___ Supplied material ___

Issue #245, opened 2022-05-09
Error filtering ->verify($consumerName) after 7.1.2 update


rubengg86:
After this change, https://github.com/pact-foundation/pact-php/commit/3915cde524346fd7207d20dad6cb2ce1268c831a, if we try to filter the verifier by consumer name using:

___

All of the material above is to be retyped word for word.

Issue #245, opened 2022-05-09
Error filtering ->verify($consumerName) after 7.1.2 update


rubengg86:
After this change, https://github.com/pact-foundation/pact-php/commit/3915cde524346fd7207d20dad6cb2ce1268c831a, if we try to filter the verifier by consumer name using:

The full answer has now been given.